How do I show that for positive integer $n$ and $f(x)$ all real polynomial functions of degree less than $n$ there exist constants $a_i$ such that $$\int_0^1 f(x)e^xdx=\sum_{i=1}^na_if(i)?$$ I thought maybe I can do something with the basis $(1,x,x^2,...,x^{n-1})$ of the vector space of polynomials, but I'm not sure what exactly?
Edit: $a_i$ have to be chosen independently of $f$
On
A beautifull result establishes that if $F_1,...,F_r, F$ are functionals such that $\bigcap_{i=1}^r\mathrm{Ker}(F_i)\subseteq\mathrm{Ker}(F)$, then there are numbers $a_1,...,a_r$ such that $F=a_1F_1+...+a_rF_r$. The proof can be found here
Let $V=\{\mbox{polynomials with degree }\le n-1\}$, and set $F_i:V\to\mathbb{R}$ given by $F_i(f)=f(i)$, $i\in\{1,...,n\}$. There are $n$ functionals and, by the Identity Theroem, $\bigcap_{i=1}^r\mathrm{Ker}(F_i)=\{0\}\subseteq\mathrm{Ker}(F)$, where $F:V\to\mathrm{R}$ is the functional $F(f)=\int_0^1f(x)e^xdx$.
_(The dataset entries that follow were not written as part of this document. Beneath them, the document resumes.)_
PR #582, opened 2026-07-22
fix: empty pane title shifts every following field, restoring panes in the wrong directory

fdaciuk:
## The bug

Panes are restored in the default directory instead of the one they were saved in. It looks random, but it is fully deterministic: it happens to **every pane whose `pane_title` is empty** at save time.

## Cause

`pane_format()` emits `#{pane_title}` without the `:` sentinel that every other nullable field already carries:

```sh
format+="#{pane_title}"          # scripts/save.sh:42  <- no sentinel
format+="${delimiter}"
format+=":#{pane_current_path}"  # sentinel
```

Both `dump_panes()` (`save.sh:192`) and `restore_pane()` (`restore.sh:178`) parse those lines with `while IFS=$'\t' read ...`. Tab is an **IFS whitespace** character, so bash collapses runs of tabs into a single delimiter and empty fields vanish. Every field after the title shifts one position left:

```console
$ printf 'pane\tmain\t1\t0\t:-\t0\t\t:/Users/x/proj\t1\tzsh\t2533\t183\n' \
  | while IFS=$'\t' read lt sn wn wa wf pi pt dir pa pc pp hs; do
      echo "pane_title=[$pt]"; echo "dir=[$dir]"; echo "pane_active=[$pa]"
    done
pane_title=[:/Users/x/proj]
dir=[1]
pane_active=[zsh]
```

`dir` ends up holding `pane_active`. The saved line carries `dir` = `1`, and on restore `remove_first_char "1"` yields `""`. `tmux new-window -c ""` does not fail - it silently falls back to the default directory:

```console
$ tmux new-session -d -s t -c /Users/x/code; tmux new-window -d -t t -c ""
$ tmux list-panes -a -F '#{session_name}:#{window_index} [#{pane_current_path}]'
t:0 [/Users/x/code]
t:1 [/Users/x/dotfiles]   # cwd of the caller, not the saved path
```

Two more consequences:

- `restore_pane()` writes the shifted value back with `select-pane -T`, so panes end up literally titled `:/some/path`. That is corrupted data reinjected into the live server, and it persists across save/restore cycles.
- `dump_pane_contents()` (`save.sh:224`) reads the same format, so it gets an empty `history_size` and captures those panes with a bogus `-S` start line.

An empty `pane_title` is not exotic - it is what any program that resets the title on exit (`OSC 2` with an empty string) leaves behind:

```console
$ tmux send-keys -t t:1.0 "printf '\033]2;\033\\'" C-m
$ tmux list-panes -a -F '#{window_index} title=[#{pane_title}]'
0 title=[MacBookPro]
1 title=[]
```

## The fix

Prefix the field with `:` like the other nullable ones, and strip it back on restore. Two lines.

Verified against a live server holding a pane with an empty title - before the patch that pane saved `dir=[1]`, after it saves and restores the correct path, and the empty title round-trips faithfully.

## Compatibility note

Files saved before this change store the pane title without the sentinel, so the first restore from an old file drops the first character of each title. It corrects itself on the next save. Happy to guard it with `${pane_title#:}` instead if you would rather keep old files byte-compatible.

## Tests

I could not run the suite: `tests/helpers/helpers.sh` is a symlink into `lib/tmux-test`, an uninitialized submodule, and `tests/fixtures/*.txt` still describe a format that predates `pane_title` altogether. Both look pre-existing and out of scope here, but let me know if you want them refreshed in this PR.


fdaciuk:
Closing as a duplicate of #581.

I hit this independently and landed on the same two-line change before checking the open PRs. The resulting blobs are byte-identical - `save.sh` `01edcdeb..ad9d6ffd` and `restore.sh` `1a5e3f98..7fd48a2a` in both. #581 also refreshes the stale fixtures and adds regression coverage for the empty-title case, so it is strictly the better patch. Also related: #520, #536, #564, and the closed #570.

Leaving one data point here, since this bug now has several open PRs and no merge.

The empty pane title is not a corner case. In my setup it is produced routinely by Claude Code, which clears the title when it exits. Any program that emits `OSC 2` with an empty string leaves the pane that way:

```console
$ tmux send-keys -t t:1.0 "printf '\033]2;\033\\'" C-m
$ tmux list-panes -a -F '#{window_index} title=[#{pane_title}]'
0 title=[MacBookPro]
1 title=[]
```

There is also a second-order effect I did not see mentioned in the other PRs, and it is the reason this is hard to report cleanly: `restore_pane()` writes the shifted field back with `select-pane -T`, so an affected pane ends up literally titled `:/some/path`. That title is non-empty, so the *next* save parses correctly and faithfully records the directory the pane was wrongly restored into. The corruption disappears from the save file after one cycle while the pane stays in the wrong place, which makes it look intermittent and unreproducible. On a live server of mine, three panes had been carrying `:/Users/...` as their actual title for days.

Thus, there are reals $a_1,...,a_n$ such that $F(f)=a_1F_1(f)+...+a_nF_n(f)$ for all $f\in V$, yielding the desired result.
On
Posing: $$f(x)=\sum_{j=0}^{n-1}c_jx^j$$ we have: $$\int_0^1 f(x)e^xdx=\int_0^1 \sum_{j=0}^{n-1}c_jx^je^xdx=\sum_{j=0}^{n-1}c_j\int_0^1 x^je^xdx$$ $$\sum_{i=1}^na_if(i)=\sum_{i=1}^na_i\sum_{j=0}^{n-1}c_ji^j=\sum_{j=0}^{n-1}c_j\sum_{i=1}^na_ii^j$$ So, for $0\leq j\leq n-1$: $$\sum_{i=1}^na_ii^j=\int_0^1 x^je^xdx$$ This is a system of $n$ equations in the $n$ variables $a_i$: $$MA=q$$ The rows of $M$ are linearly independent, so the system has but one solution.
Really, this isn't about integrals. The mapping $f \mapsto \int_0^1 f(x)e^x \, dx$ is a linear functional on the $n$-dimensional space $V$ of polynomials of degree $< n$. The problem asks you to prove that in the dual space $V^{*}$, this functional is in the span of the functionals $$\phi_1 \colon f \mapsto f(1), \quad \phi_2 \colon f \mapsto f(2),\dots, \quad \phi_n \colon f \mapsto f(n).$$ Letting this span be $X \subseteq V^{*}$, it will be enough to prove that $X = V^{*}$. If we had $X \ne V^{*}$, then there would be some nonzero $f \in X^{\bot},$ that is, we'd have $f(1) = f(2) = \dots f(n) = 0$. But this is impossible, since a nonzero polynomial of degree $< n$ cannot have $n$ distinct roots.